Organised by the Climate Emergency Action Network (CLEAN), the rally called on the government to: build solar thermal in Port Augusta; end all fossil fuel subsidies; increase the Renewable Energy Target to 100%; put electricity supply under community control; and refit the SA car industry to build solar thermal components and public transport infrastructure.

Speakers included Greens candidate for Port Adelaide Dusan Popovic, the Socialist Alliance candidate for Adelaide Liah Lazarou and CLEAN spokesperson Renfrey Clarke.

The rally presented Butler’s office a petition of 1700 signatures that asked him to oppose approval of the huge China First coalmine in central Quuensland owned by Clive Palmer.

Lazarou told the rally she strongly supported the Repower Port Augusta campaign and called for public investment in large-scale renewable energy infrastructure with storage in Port Augusta.

Lazarou said she believes Australia’s climate policy must be based on the climate science, which says this is the “critical decade” to cut emissions and that we cannot delay action.

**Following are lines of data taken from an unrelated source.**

PR #705, opened 2020-04-27
[NOD-913] Use sync rate in getBlockTemplate

someone235:


blockdag/sync_rate.go
```diff
@@ -0,0 +1,52 @@
+package blockdag
+
+import "time"
+
+const syncRateWindowDuration = 15 * time.Minute
+
+// addBlockProcessTime adds the last the last
```
svarogg, line 7: typo the last the last.

Also I'm not sure why break the comment into such short lines.

blockdag/sync_rate.go
```diff
@@ -0,0 +1,52 @@
...
+// block process time in order to measure the
+// recent sync rate.
+//
+// This function MUST be called with the DAG state lock held (for writes).
+func (dag *BlockDAG) addBlockProcessTime() {
```
svarogg, line 12: I'm thinking how to prevent confusion between "the time the block was processed" vs "the time it took the block to process".

Not sure I have a very satisfying solution for that. Some thoughts: 
1. Use "addBlockProcessDate". This will work on clarifying the situation, but a bit silly because we are talking about 15 minute resolutions.
2. Maybe addBlockProcessTimestamp?
3. Maybe something like logBlockProcessed (but without the word "log" to prevent confusion with actual logging - think about some synonym)

Think about it and discuss with team

blockdag/process.go
```diff
@@ -253,6 +253,8 @@ func (dag *BlockDAG) processBlockNoLock(block *util.Block, flags BehaviorFlags)
 		}
 	}
 
+	dag.addBlockProcessTime()
```
svarogg, line 256: I think we want to call that only if block was processed from sync, not submitBlock. No?

blockdag/sync_rate.go
```diff
@@ -0,0 +1,52 @@
...
+}
+
+// IsSyncRateBelowThreshold checks whether the sync rate
+// is below an expected threshold.
+func (dag *BlockDAG) IsSyncRateBelowThreshold() bool {
+	if dag.uptime() < syncRateWindowDuration {
+		return false
+	}
+
+	const maxDeviation = 0.05
```
svarogg, line 46: I'd rather if the threshold was determined inside isSyncedForMining, and passed as a parameter.
This way all relevant constants would be in the same area.

server/rpc/handle_get_block_template.go
```diff
@@ -131,6 +129,16 @@ func handleGetBlockTemplate(s *Server, cmd interface{}, closeChan <-chan struct{
 	}
 }
 
+func isSyncedForMining(s *Server) bool {
+	const maxDiff = 5 * time.Minute
```
svarogg, line 133: I'd rename to maxTipAge or something

server/rpc/handle_get_block_template.go
```diff
@@ -131,6 +129,17 @@ func handleGetBlockTemplate(s *Server, cmd interface{}, closeChan <-chan struct{
...
 }
 
+func isSyncedForMining(s *Server) bool {
+	const maxTipAge = 5 * time.Minute
+	isCloseToCurrentTime := s.cfg.DAG.Now().Sub(s.cfg.DAG.SelectedTipHeader().Timestamp) <= maxTipAge
+	if isCloseToCurrentTime {
+		return true
+	}
+
+	const maxDeviation = 1.05
```
svarogg, line 139: I'd rename to maxSyncRateDeviation

blockdag/sync_rate.go
```diff
@@ -0,0 +1,49 @@
...
+// blocks in the last syncRateWindowDuration
+// duration.
+func (dag *BlockDAG) syncRate() float64 {
+	dag.RLock()
+	defer dag.RUnlock()
+	return float64(len(dag.recentBlockProcessTimesRelevantWindow())) / syncRateWindowDuration.Seconds()
+}
+
+// IsSyncRateBelowThreshold checks whether the sync rate
+// is below an expected threshold.
```
stasatdaglabs, line 38: "an" -> "the"
Also, please add an explanation about what this threshold is and how it was chosen.

server/rpc/handle_get_block_template.go
```diff
@@ -131,6 +129,17 @@ func handleGetBlockTemplate(s *Server, cmd interface{}, closeChan <-chan struct{
 	}
 }
 
+func isSyncedForMining(s *Server) bool {
```
stasatdaglabs, line 132: Please add an explanation of how the node chooses whether it's synced for mining.

server/rpc/handle_get_block_template.go
```diff
@@ -131,6 +129,17 @@ func handleGetBlockTemplate(s *Server, cmd interface{}, closeChan <-chan struct{
...
+	const maxTipAge = 5 * time.Minute
```
stasatdaglabs, line 133: Please add a comment here or above the function explaining this five minute choice.

server/rpc/handle_get_block_template.go
```diff
@@ -131,6 +129,17 @@ func handleGetBlockTemplate(s *Server, cmd interface{}, closeChan <-chan struct{
...
+	isCloseToCurrentTime := s.cfg.DAG.Now().Sub(s.cfg.DAG.SelectedTipHeader().Timestamp) <= maxTipAge
+	if isCloseToCurrentTime {
+		return true
+	}
+
+	const maxSyncRateDeviation = 1.05
```
stasatdaglabs, line 139: Please add a comment here or above the function explaining this 1.05 choice.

“We must continue to fight for a sustainable and just future that puts people and the planet before profits,” Lazarou said. “The community campaign currently under way in Port Augusta to replace the two ageing coal-fired power stations there with renewable energy is a great example of how we can do this.”

A combination of six solar thermal power stations with storage and 90 wind turbines could replace the energy output of the existing coal-fired plants, providing 24-hour baseload power for South Australia and creating over 1800 new jobs in the region.

The technology for a zero-emissions economy already exists; the fundamental obstacles to serious climate action are coming from the big political parties and big business.

Building solar thermal in Port Augusta would be a great first step toward a transition away from fossil fuels, and would open the door to building more solar thermal plants around the country.

Lazarou called for an end to all government subsidies to the fossil fuel industry, now more than $10 billion each year; and for Australia’s mining and energy sectors to be publicly owned and under democratic community and workers’ control.

“We need to take back the enormous wealth of the richest 1% in society,” she said. “Nationalising the mining and energy sectors, taxing the rich and cutting subsidies to fossil fuels would allow us to invest in large scale renewable infrastructure such as building solar thermal in Port Augusta, which would create local jobs and begin to address the climate change crisis.”